To use your 5 if statements as an example, the regex one|two|three|four|five scans the input string once, doing a little bit of extra work when an o, t, or f is encountered. But 5 if statements checking if the string contains a word will search the entire string 5 times if none of the words can be found. If five occurs at the start of the string, then the regex finds the match instantly, while the first 4 if statements scan the whole string in vain before the 5th if statement finds the match.
It's hard to estimate performance without using a profiler, generally the best strategy is to write what makes the most logical sense and is easier to understand/read. If two .contains() calls are easier to logically understand then that's the better route, the same logic applies if a regex makes more sense.
It's also important to consider that other developers on your team may not have a great understanding of regex. If at a later time in production the use of regex over .contains() (or vice versa) is identified as a bottleneck, try and profile both.
Rule of thumb: Write code to be readable, use a profiler to identify bottlenecks and only then replace the readable code with faster code.
I would strongly suggest that you write the code for both and time it. It's pretty simple to do this and you'll get an answers that is not a generic "rule of thumb" but instead a very specific answer that holds for your problem domain.

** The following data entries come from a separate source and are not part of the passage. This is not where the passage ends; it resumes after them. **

PR #317, opened 2017-06-27
Add force_standalone option for magento2's redis configuration.

kierenevans:
Work around issues with phpredis and magento.


magento2-nginx/fpm-7.0/README.md
```diff
@@ -108,6 +108,7 @@ REDIS_SENTINEL_SERVICE_PORT | The port of the redis sentinel service. Used whils
 MAGENTO_REDIS_CACHE_DATABASE | Redis database number to store block cache | database number | 0
 MAGENTO_REDIS_FULL_PAGE_CACHE_DATABASE | Redis database number to store full page cache | database number | 1
 MAGENTO_REDIS_SESSION_DATABASE | Redis database number to store sessions | database number | 2
+MAGENTO_REDIS_FORCE_STANDALONE | Should the extension phpredis be used, or should Credis be forced to use it's own standalone implementation of the redis protocol. Set to 1 (use the standalone implementation) as it is more able to handle connection problems than phpredis | 0/1 | 1
```
sroze: Shouldn't we use `true` and `false` ?

kierenevans: Taking a look at https://github.com/colinmollenhour/Cm_Cache_Backend_Redis/blob/1.10.2/Cm/Cache/Backend/Redis.php#L129 it checks for empty values meaning false, so we could use true/false, interpret this value and convert it in the template 👍

PR #323, opened 2017-06-29
Production mode static file caching for magento2.

kierenevans:
Uncomment the expires max line for production mode caching of static assets in varnish


magento2-nginx/fpm-7.0/etc/confd/templates/nginx/site_base.conf.tmpl
```diff
@@ -76,8 +76,9 @@ location /pub/ {
 }
 
 location /static/ {
-    # Uncomment the following line in production mode
-    # expires max;
+    {{ if eq "production" (getenv "MAGENTO_MODE") }}
+    expires max;
+    {{ end }}
```
andytson-inviqa: should it be clearer by reversing it to a not equal to dev? Otherwise it sounds like it only is applied to the production environment

kierenevans: Great idea, thank you!

kierenevans:
After offline discussion, we are going to link this to a separate variable, as cache-busting is opt-in and this setting right now will cause issues.

magento2-nginx/fpm-7.0/usr/local/share/env/30-framework
```diff
@@ -128,3 +128,7 @@ export MAGENTO_RUN_BUILD
 export MAGENTO_ADMIN_USERNAME=${MAGENTO_ADMIN_USERNAME:-}
 export MAGENTO_ADMIN_PASSWORD=${MAGENTO_ADMIN_PASSWORD:-}
 export MAGENTO_ADMIN_EMAIL=${MAGENTO_ADMIN_EMAIL:-admin@example.com}
+
+MAGENTO_CACHE_STATIC_ASSETS=${MAGENTO_CACHE_STATIC_ASSETS:-false}
+MAGENTO_CACHE_STATIC_ASSETS="$(convert_to_boolean_string "$MAGENTO_CACHE_STATIC_ASSETS")"
```
andytson-inviqa: btw, though I'm not going to hold up this PR about this, but I've been converting these convert_to_boolean_string defaults to be less verbose e.g.:
```
MAGENTO_CACHE_STATIC_ASSETS="$(convert_to_boolean_string "${MAGENTO_CACHE_STATIC_ASSETS:-false")"
```

PR #324, opened 2017-07-03
Add SSL server cipher/protocol/session cache/oscp stapling configuration

andytson-inviqa:


andytson-inviqa:
I've tested and fixed some issues in this, seems ok now

andytson-inviqa:
actually, a Nginx error

andytson-inviqa:
fixed

sroze:
I've no idea what this is about. So @kierenevans I let you have a look 😄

Vance Morrison has an excellent post about micro benchmarking, and has a tool that makes it really simple for you to answer questions like this...
http://msdn.microsoft.com/en-us/magazine/cc500596.aspx
If you want my personal "rule of thumb" then it's that RegEx is often slower for this sort of thing, but you should ignore me and measure it yourself :-)
If, for non-performance reasons, you continue to use Regular Expressions then I can really recommend two things. Get a profiler (such as ANTS) and see what your code does in production. Then, get a copy of the Regular Expression Cookbook...
http://www.amazon.co.uk/Regular-Expressions-Cookbook-Jan-Goyvaerts/dp/0596520689/ref=sr_1_1?ie=UTF8&s=books&qid=1259147763&sr=8-1
... as it has loads of tips on speeding up RegEx code. I've optimized RegEx code by a factor of 10 following tips from this book.
The answer (as usual) is that it depends.
In your particular case, I guess the alternative would be to do the regex "this|that" and then do a find. This particular construct really pokes at regex's weaknesses. The "OR" in this case doesn't really know what the sub-patterns are trying to do and so can't easily optimize. It ends up doing the equivalent of (in pseudo code):
for( i = 0; i < stringLength; i++ ) {
if( stringAt pos i starts with "this" )
found!
if( stringAt pos i starts with "that" )
found!
}
There almost isn't a slower way to do it. In this case, two contains() calls will be much faster.
On the other hand, a full match on: ".*this.*|.*that.*" may optimize better.
To me, regex should be used when the code to do otherwise is complicated or unwieldy. So if you want to find one of two or three strings in a target string then just use contains. But if you wanted to find words starting with 'A' or 'B' and ending in 'g'-'m'... then use regex.
And then you won't be so worried about a few cycles here and there.